5 New Under-the-Radar Spirits to Try
Article by Virginia Miller
Many spirits cross my desk or are tasted at countless bars or distilleries I visit in any given month… here are 5 international spirits — from gin to mezcal, Scotch to rye whiskey — that have stood out in recent months.
CALEDONIA SPIRITS’ BARR HILL GIN ($35)
Thomas Hardie (a distiller I was privileged to meet recently on his trek out West) runs a farm in Vermont where he produces Barr Hill Gin and Vodka, made from local organic honey and grains, both recently gaining distribution in California. Growing up as a lifelong farmer, Hardie has been beekeeping with his family since he was 12 and started doing so commercially by age 20. His raw honey is exquisite and is the fermented base — with corn grain — for his products. Rather than sweetness, the honey imparts a subtle freshness to both products, the creamy-grassy gin is happily juniper-forward.
They are working on beer-distilled whiskies to be released over the coming months: the 1st release is 5 months aged corn whiskey made of 80% corn, 20% rye and barley. I also hope to try Barr Hill Reserve Tom Cat, essentially an Old Tom-style gin distilled with juniper and honey.
HIGHLAND PARK’s DARK ORIGINS ($79.99)
Out this fall, one of my all-time favorite Scotch houses, Highland Park (the 18 year is the quintessential Highland Scotch) is just releasing Dark Origins, a non-chill filtered single malt (ABV 46.8%) that ups the sherry cask quotient compared to the classic Highland Park 12 year Scotch.

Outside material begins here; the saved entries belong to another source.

PR #57859, opened 2025-05-08
[Experimental] Blockified Add to Cart with Options block: Make 'X in cart' button text work for variable products

Aljullu:
### Changes proposed in this Pull Request:

Closes #57726.

This PR fixes the "X in cart" text in the Add to Cart button for variable products.

### Screenshots or screen recordings:

https://github.com/user-attachments/assets/c52d5ea9-cd0a-421d-8ad4-cd5e292cdf7f

#### Preparation

0. Install and activate the [WooCommerce Beta Tester](https://woocommerce.com/products/woocommerce-beta-tester/) extension.
0. Go to _WooCommerce Admin Test Helper_ > _Features_ and enable `experimental-blocks` and `blockified-add-to-cart`.
1. Go to _Appearance_ > _Editor_ > _Templates_ > _Single Product_.
2. Click on the _Add to Cart with Options_ block and update to the blockified version.

#### Testing the PR

1. In the frontend, visit the template of a variable product.
2. Select some attributes and add them to cart.
3. Switch between attributes and verify the Add to Cart button text updates properly and always displays the correct number of products in cart.

PR #58097, opened 2025-05-19
Product Button: prepare to detect selected variation when used inside the Add to Cart Form + Options block

dinhtungdu:

The Product Button block is a production block, while the Add to Cart + Options block is an experimental block, so I split the changes to Product Button in https://github.com/woocommerce/woocommerce/pull/57859 into a separate PR for proper testing and history. This also makes it easier to revert if unexpected things happen.

I took this chance to change the implementation of the Product Button to handle selected variation ID. Previously, in https://github.com/woocommerce/woocommerce/pull/57859, we updated the `state.quantity` getter to retrieve the variation ID directly from there. We also needed a new context called `isDescendantOfAddToCartWithOptions` to determine if we were inside the Add to Cart Form + Options block.

```ts
			get quantity() {
				const { productId, isDescendantOfAddToCartWithOptions } =
					getContext();

				const itemId =
					isDescendantOfAddToCartWithOptions &&
					addToCartWithOptionsState?.productOrVariationId
						? addToCartWithOptionsState.productOrVariationId
						: productId;

				const product = wooState.cart?.items.find(
					( item ) => item.id === itemId
				);

				return product?.quantity || 0;
			},
```

In this PR, I took another direction, which does not use that new context but instead uses the result of `getContext('woocommerce/add-to-cart-with-options')` to determine if we are inside the Add to Cart Form with Options block. After that, I modified the `context.productId` of the button according to the selected variation.

Apart from the above change, this PR brings the naming changes as they are from https://github.com/woocommerce/woocommerce/pull/57859.

1. Smoke testing the Product Button block to verify no regression was introduced.
2. Test https://github.com/woocommerce/woocommerce/pull/57859 which includes change from this PR to verify the logic updating selected variation.

### DIFF
--- a/plugins/woocommerce/client/blocks/assets/js/atomic/blocks/product-elements/button/frontend.ts
+++ b/plugins/woocommerce/client/blocks/assets/js/atomic/blocks/product-elements/button/frontend.ts
@@ -177,6 +177,8 @@ const { state } = store< Store >(
 				}
 			},
 			syncProductId() {
+				// This is intentionally not typed as we don't know if the block
+				// is inside the Add to Cart Form + Options block.
 				const addToCartContext = getContextFn(
 					'woocommerce/add-to-cart-with-options'
 				);
--- a/plugins/woocommerce/client/blocks/assets/js/atomic/blocks/product-elements/button/frontend.ts
+++ b/plugins/woocommerce/client/blocks/assets/js/atomic/blocks/product-elements/button/frontend.ts
@@ -1,11 +1,7 @@
 /**
  * External dependencies
  */
-import {
-	store,
-	getContext as getContextFn,
-	useLayoutEffect,
-} from '@wordpress/interactivity';
+import { store, getContext, useLayoutEffect } from '@wordpress/interactivity';
 import type { Store as WooCommerce } from '@woocommerce/stores/woocommerce/cart';
 
 /**
@@ -55,8 +51,6 @@ interface Store {
 	};
 }
 
-const getContext = () => getContextFn< Context >();
-
 const { state: wooState } = store< WooCommerce >(
 	'woocommerce',
 	{},
@@ -68,23 +62,23 @@ const { state } = store< Store >(
 	{
 		state: {
 			get quantity() {
-				const { productId } = getContext();
+				const { productId } = getContext< Context >();
 				const product = wooState.cart?.items.find(
 					( item ) => item.id === productId
 				);
 				return product?.quantity || 0;
 			},
 			get slideInAnimation() {
-				const { animationStatus } = getContext();
+				const { animationStatus } = getContext< Context >();
 				return animationStatus === AnimationStatus.SLIDE_IN;
 			},
 			get slideOutAnimation() {
-				const { animationStatus } = getContext();
+				const { animationStatus } = getContext< Context >();
 				return animationStatus === AnimationStatus.SLIDE_OUT;
 			},
 			get addToCartText(): string {
 				const { animationStatus, tempQuantity, addToCartText } =
-					getContext();
+					getContext< Context >();
 
 				// We use the temporary quantity when there's no animation, or
 				// when the second part of the animation hasn't started yet.
@@ -103,14 +97,14 @@ const { state } = store< Store >(
 				);
 			},
 			get displayViewCart(): boolean {
-				const { displayViewCart } = getContext();
+				const { displayViewCart } = getContext< Context >();
 				if ( ! displayViewCart ) return false;
 				return state.quantity > 0;
 			},
 		},
 		actions: {
 			*addCartItem() {
-				const context = getContext();
+				const context = getContext< Context >();
 				const { productId, quantityToAdd } = context;
 
 				// Todo: Use the module exports instead of `store()` once the
@@ -142,7 +136,7 @@ const { state } = store< Store >(
 				actions.refreshCartItems();
 			},
 			handleAnimationEnd( event: AnimationEvent ) {
-				const context = getContext();
+				const context = getContext< Context >();
 				if ( event.animationName === 'slideOut' ) {
 					// When the first part of the animation (slide-out) ends, we move
 					// to the second part (slide-in).
@@ -158,7 +152,7 @@ const { state } = store< Store >(
 		},
 		callbacks: {
 			syncTempQuantityOnLoad() {
-				const context = getContext();
+				const context = getContext< Context >();
 				// When we instantiate this element, we sync the temporary
 				// quantity with the quantity in the cart to avoid triggering
 				// the animation. We do this only once, and we use
@@ -170,7 +164,7 @@ const { state } = store< Store >(
 				}, [] );
 			},
 			startAnimation() {
-				const context = getContext();
+				const context = getContext< Context >();
 				// We start the animation if the temporary quantity is out of
 				// sync with the quantity in the cart and the animation hasn't
 				// started yet.
@@ -183,7 +177,7 @@ const { state } = store< Store >(
 			},
 			syncProductId() {
 				const addToCartContext =
-					getContextFn< AddToCartWithOptionsContext >(
+					getContext< AddToCartWithOptionsContext >(
 						'woocommerce/add-to-cart-with-options'
 					) as AddToCartWithOptionsContext | undefined; // Product Button may not be nested inside Add To Cart + Options block.
 
@@ -191,7 +185,7 @@ const { state } = store< Store >(
 					return;
 				}
 
-				const context = getContext();
+				const context = getContext< Context >();
 				const { productId, variationId } = addToCartContext;
 
 				// The `variationId` is only available when the product is a
--- a/plugins/woocommerce/client/blocks/assets/js/atomic/blocks/product-elements/button/frontend.ts
+++ b/plugins/woocommerce/client/blocks/assets/js/atomic/blocks/product-elements/button/frontend.ts
@@ -46,6 +46,7 @@ interface Store {
 	callbacks: {
 		startAnimation: () => void;
 		syncTempQuantityOnLoad: () => void;
+		syncProductId: () => void;
 	};
 }
 
@@ -173,6 +174,33 @@ const { state } = store< Store >(
 					context.animationStatus === AnimationStatus.IDLE
 				) {
 					context.animationStatus = AnimationStatus.SLIDE_OUT;
+				}
+			},
+			syncProductId() {
+				const addToCartContext = getContextFn(
+					'woocommerce/add-to-cart-with-options'
+				);
+
+				if (
+					! addToCartContext ||
+					! ( 'productId' in addToCartContext ) ||
+					! ( 'variationId' in addToCartContext ) ||
+					typeof addToCartContext.productId !== 'number' ||
+					typeof addToCartContext.variationId !== 'number' ||
+					! addToCartContext.productId
+				) {
+					return;
+				}
+
+				const context = getContext();
+				const { productId, variationId } = addToCartContext;
+
+				// The `variationId` is only available when the product is a
+				// variable product and the user has selected a variation.
+				if ( variationId > 0 ) {
+					context.productId = variationId;
+				} else {
+					context.productId = productId;
 				}
 			},
 		},
--- a/plugins/woocommerce/client/blocks/assets/js/atomic/blocks/product-elements/button/frontend.ts
+++ b/plugins/woocommerce/client/blocks/assets/js/atomic/blocks/product-elements/button/frontend.ts
@@ -8,6 +8,11 @@ import {
 } from '@wordpress/interactivity';
 import type { Store as WooCommerce } from '@woocommerce/stores/woocommerce/cart';
 
+/**
+ * Internal dependencies
+ */
+import type { Context as AddToCartWithOptionsContext } from '../../../../blocks/add-to-cart-with-options/frontend';
+
 // Stores are locked to prevent 3PD usage until the API is stable.
 const universalLock =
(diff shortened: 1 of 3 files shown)


dinhtungdu:
@samueljseay @luisherranz tagging you as the reviewers, it's great to hear what you think about the pattern I used in this PR.

I wonder if iAPI provides a parent-agnostic approach to passing the data down, from parent to children, something like React prop. It'd be great incase we want to use the Product Button block inside other block that also provide product and variation ID.

Right now, what I can do with iAPI is getting the data from the children with a specific parent region (`woocommerce/add-to-cart-with-options`). And this works well. But we will have to do the same when we want to use the Product Button block inside another block. It's not the case now for sure, we don't need to do any premature optimization now, but I'm still wondering if iAPI provides other alternative.

_Mon 19 May, 11:54 UTC+7: Edited to clarify my point._

plugins/woocommerce/client/blocks/assets/js/atomic/blocks/product-elements/button/frontend.ts
```diff
@@ -175,6 +176,35 @@ const { state } = store< Store >(
 					context.animationStatus = AnimationStatus.SLIDE_OUT;
 				}
 			},
+			syncProductId() {
+				// This is intentionally not typed as we don't know if the block
+				// is inside the Add to Cart Form + Options block.
+				const addToCartContext = getContextFn(
```
samueljseay: I want to say a couple things here.

1. wrapping getContext is a typing convenience and it's barely useful unless you explicitly only get exactly one context. You'll find over time that you want to access multiple scopes. If we're going to wrap it lets at least name it better.

2. I think there is a flaw in the typing of `getContext`. In JS APIs that TS has type signatures for, it's always stricter about possible null or undefined values (think document.querySelector etc), but the `getContext` type signature always returns `T`. This is incorrect, and it should be `T | undefined` and that will make all this code a lot clearer.

For example, you should be able to type getContextFn by passing the generic, then you can just ask: `if (addToCartContext)` and TS will narrow the type accordingly. Right now the type is misleading that you'll always have a context.

Also: it's not correct not to type this here. As mentioned `getContext` should tell you it can return undefined, but you can still do a check for undefined and that should be sufficient.

plugins/woocommerce/client/blocks/assets/js/atomic/blocks/product-elements/button/frontend.ts
```diff
@@ -175,6 +176,35 @@ const { state } = store< Store >(
...
+					'woocommerce/add-to-cart-with-options'
+				);
+
+				if (
+					! addToCartContext ||
```
samueljseay: This feels way too defensive. if we have a cart context it means the addToCartContext was resolved from `'woocommerce/add-to-cart-with-options'`, is every one of these checks needed?

plugins/woocommerce/client/blocks/assets/js/atomic/blocks/product-elements/button/frontend.ts
luisherranz: I see your point, but in most blocks, the context cannot _not_ exist. If that happens, it's not a problem with the types, it's a problem with the HTML, and that should be fixed elsewhere. Adding `if (addToCartContext)` could even be more confusing since the developer will not see their JavaScript failing when that happens, unless they throw errors on the `else`. But those errors, apart from adding boilerplate, would actually exist only for the development phase, since those errors would only be reached if the HTML is broken, and when that happens, the block is broken and shouldn't be published.

If there really is a block where the context may or may not exist in production (when the block is properly working), then the developer can use the types to indicate it.

```ts
const context = getContext<MyContext | undefined>();

if (context) {
  context.someValue = newValue;
} else {
  state.someValue = newValue;
}
```

Also, I know that using an `if` to narrow down the types when they exist but TypeScript doesn't know it is a common pattern (even in production code), but for me that has always been a limitation in the typing system and the reason why TypeScript decided to include the [non-null assertion operator](https://www.typescriptlang.org/docs/handbook/release-notes/typescript-2-0.html#non-null-assertion-operator), which has no counterpart in JavaScript.

That's simply my opinion, anyway. We can disagree 🙂

samueljseay: > I see your point, but in most blocks, the context cannot not exist. If that happens, it's not a problem with the types, it's a problem with the HTML, and that should be fixed elsewhere.

I disagree with this and I think it's against the design of TS in general. For one thing the HTML is entirely decoupled from the JavaScript. There is no contract or guarantee given in the JavaScript, much like there isn't for the presence of an HTML element when you call any HTML query selector or any other HTML API. If my HTML element is not present that's certainly something I can "fix" but doesn't change the nature of the frontend API and the true return type (which we should (imo) honor for clarity).

Saying something "should be fixed in HTML" is also implying something is wrong. Here we're looking at a simple scenario where you may or may not be nested within another context but you want to check for it. Its valid and it will return undefined, but our TS type signature will never correctly tell you this. Now we have a situation where the TS signature is misleading, and doesn't explain to you how the API works either.

I think looking at TS types from the angle of "where you should fix the problem in your iAPI code" is not correct. TS is about program correctness and also the type signature self declares the behaviour of the API so you can understand it.

I can agree with the workaround to an extent, although I still don't think its correct. The real type signature in TS is (imo) always the one we should use to describe the API.

samueljseay: For this PR though, what i think I can agree on is that we should put `| undefined` in the type signature of this PR's call to getContext where context is conditionally not available depending on how blocks are nested.

dinhtungdu: > For this PR though, what i think I can agree on is that we should put | undefined in the type signature of this PR's call to getContext where context is conditionally not available depending on how blocks are nested.

I agree with this, too.

plugins/woocommerce/client/blocks/assets/js/atomic/blocks/product-elements/button/frontend.ts
dinhtungdu: Right! Let's remove everything except the first check.

plugins/woocommerce/client/blocks/assets/js/atomic/blocks/product-elements/button/frontend.ts
dinhtungdu: We can't pass `AddToCartWithOptionsContext | undefined` as the generic. I ended up casting the value instead.

samueljseay: @luisherranz what do you think about relaxing the type constraint of `T` so we can pass undefined? The comment should also be updated imo at least to inform that context can be undefined. 

This feels so weird to me though. I don't know why we're against the API documenting what it does. Sorry but I don't get the angle on this one. I wouldn't make a type signature and code comment for a function that don't match.

luisherranz: If the goal is to inform the developer when a context isn't available in the current scope, perhaps the consideration should be to make `getContext` throw an error. In that case, the final code would be:

```ts
try () {
  const context = getContext<MyContext>();
  context.someValue = newValue;
} else {
  state.someValue = newValue;
}
```

This would be a non-backwards-compatible change, however.

Again, I reiterate that this is just my opinion. I'm not against adding `| undefined` to the types.

plugins/woocommerce/client/blocks/assets/js/atomic/blocks/product-elements/button/frontend.ts
```diff
@@ -175,6 +175,27 @@ const { state } = store< Store >(
...
+				const { productId, variationId } = addToCartContext;
+
+				// The `variationId` is only available when the product is a
+				// variable product and the user has selected a variation.
+				if ( variationId ) {
+					context.productId = variationId;
+				} else {
+					context.productId = productId;
+				}
+			},
```
luisherranz: We should avoid all manual state synchronization. If the state already exists somewhere in the application, the new reference/value should always be derived state.

```js
  get productId() {
    const addToCartContext = getContext( 'woocommerce/add-to-cart-with-options');
    return ! addToCartContext
      ? getContext().productId
      : addToCartContext.variationId || addToCartContext.productId;
  }
```

Then switch from using `context.productId` to `state.productId` in all the Product Button references.

plugins/woocommerce/client/blocks/assets/js/atomic/blocks/product-elements/button/frontend.ts
samueljseay: > This would be a non-backwards-compatible change, however.

Yes I had considered that runtime API changes could improve this, but felt that a type change would be less impact. For example React's createContext lets you provide a fallback value when a context can't be found, but that would also be a backward incompatible change.

For my curiosity though, Is it a valid use-case though to try and get context when there might not be one? Throwing  an error seems extreme if its not considered a critical error state?

luisherranz (dismissed):
LGTM, except that we should use derived state instead of manually synchronizing the states.

Furthermore, we don't need to do this now, but I think this would be a good example of how extensibility should work when reusing a child block for multiple purposes. Instead of delegating the functionality directly to the child block and hardcoding it, it would be better to identify patterns that allow us to control it from the parent block.

plugins/woocommerce/client/blocks/assets/js/atomic/blocks/product-elements/button/frontend.ts
luisherranz: Normally, if a block cannot function without a context but the context is missing, it means that something is _very wrong_, and an error could be (or have been) the correct way to inform the developer about it.

Anyway, I think you're right. We can add the type modification in Woo's iAPI and see how it feels.

plugins/woocommerce/client/blocks/assets/js/atomic/blocks/product-elements/button/frontend.ts
dinhtungdu: Right! Thanks for the reminder. I did the same with Filters but didn't do it this time as it seems to be out of scope for this PR. But admittedly, having a callback to sync the context is not a good approach. I will update this to use derived state.

dinhtungdu:
> Furthermore, we don't need to do this now, but I think this would be a good example of how extensibility should work when reusing a child block for multiple purposes. Instead of delegating the functionality directly to the child block and hardcoding it, it would be better to identify patterns that allow us to control it from the parent block.

Yes. It's what I'm asking [above](https://github.com/woocommerce/woocommerce/pull/58097#issuecomment-2889531834), too. It's may not a problem for filter that does the navigation everytime, but it will be for case like this when we want to use the Product Button block in other place.

luisherranz:
> Yes. It's what I'm asking [above](https://github.com/woocommerce/woocommerce/pull/58097#issuecomment-2889531834), too. It's may not a problem for filter that does the navigation everytime, but it will be for case like this when we want to use the Product Button block in other place.

Oh, I missed that part, sorry. Yeah, exactly what you said but extended to callbacks and other properties. I've opened a post so we can discuss it.

plugins/woocommerce/client/blocks/assets/js/atomic/blocks/product-elements/button/frontend.ts
dinhtungdu: Updated in [`fc8f7a5` (#58097)](https://github.com/woocommerce/woocommerce/pull/58097/commits/fc8f7a5596dbe06bbefb97783a92f4185adddce8). For state that referring another state (indirectly) in their returns, I have to manually type the return type to help TS to resolve the type.

luisherranz: > I have to manually type the return type to help TS to resolve the type.

Yes, that's a caveat documented [here](https://developer.wordpress.org/block-editor/reference-guides/interactivity-api/core-concepts/using-typescript/#typing-the-derived-state).

dinhtungdu: @luisherranz I updated the type of the Product Button store in [614b38b](https://github.com/woocommerce/woocommerce/pull/58097/commits/614b38b1d33b969d17fd287752e55972beb20af1), please take a look at it.

dinhtungdu:
@samueljseay @luisherranz this PR is ready for another review. Please take a look! Thanks!

plugins/woocommerce/client/blocks/assets/js/atomic/blocks/product-elements/button/frontend.ts
luisherranz: That's great, thanks.

Just so you know, I'd like to test with a helper `AsyncAction<ReturnType>` to replace the `Generator` type:

- https://github.com/woocommerce/gutenberg/pull/15

We can update those types once the new iAPI version is used without the feature flag.

dinhtungdu:
Failing tests doesn't look flaky, investigating 👀 
Update: failed tests are still passing locally.
Update: fixed the issue. Not sure how can I missed checking for parent context 🤦🏽

Aljullu (approved):
Code changes look good, thanks for cleaning that up! I did some smoke testing and couldn't find any regressions either, so LGTM.

<details>

* Theme: Twenty Twenty-Five
* Store size: small
</details>

dinhtungdu:
Merging this PR to unblock https://github.com/woocommerce/woocommerce/pull/57859 and https://github.com/woocommerce/woocommerce/pull/58002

All that sherry wood means spice and chocolate notes, but I also appreciate its nuanced nutty, softly smoky aspects.
MARCA NEGRA MEZCAL ($64.95 – $139.95)
Marca Negra Mezcals are distilled in the mountains of Oaxaca, near the village of San Luis del Rio, with a horse pulling a stone wheel to crush the roasted agave plants pre-fermentation. This is a process I was privileged to see in my journeys around Oaxaca (along with witnessing ancient clay pot distillation first hand, an almost dead art in most spirit categories).
Though I wish I could visit Marca Negra’s distillers directly, I’ve enjoyed tasting 4 of their mezcal releases (there’s 5 total in California, with the 5th an Arroqueno varietal), from a semi-sweet, floral and white pepper-inflected Ensamble Mezcal Marca Negra, to the herbaceous, sweet and smoky Dobadán Mezcal Marca Negra (both $139.95).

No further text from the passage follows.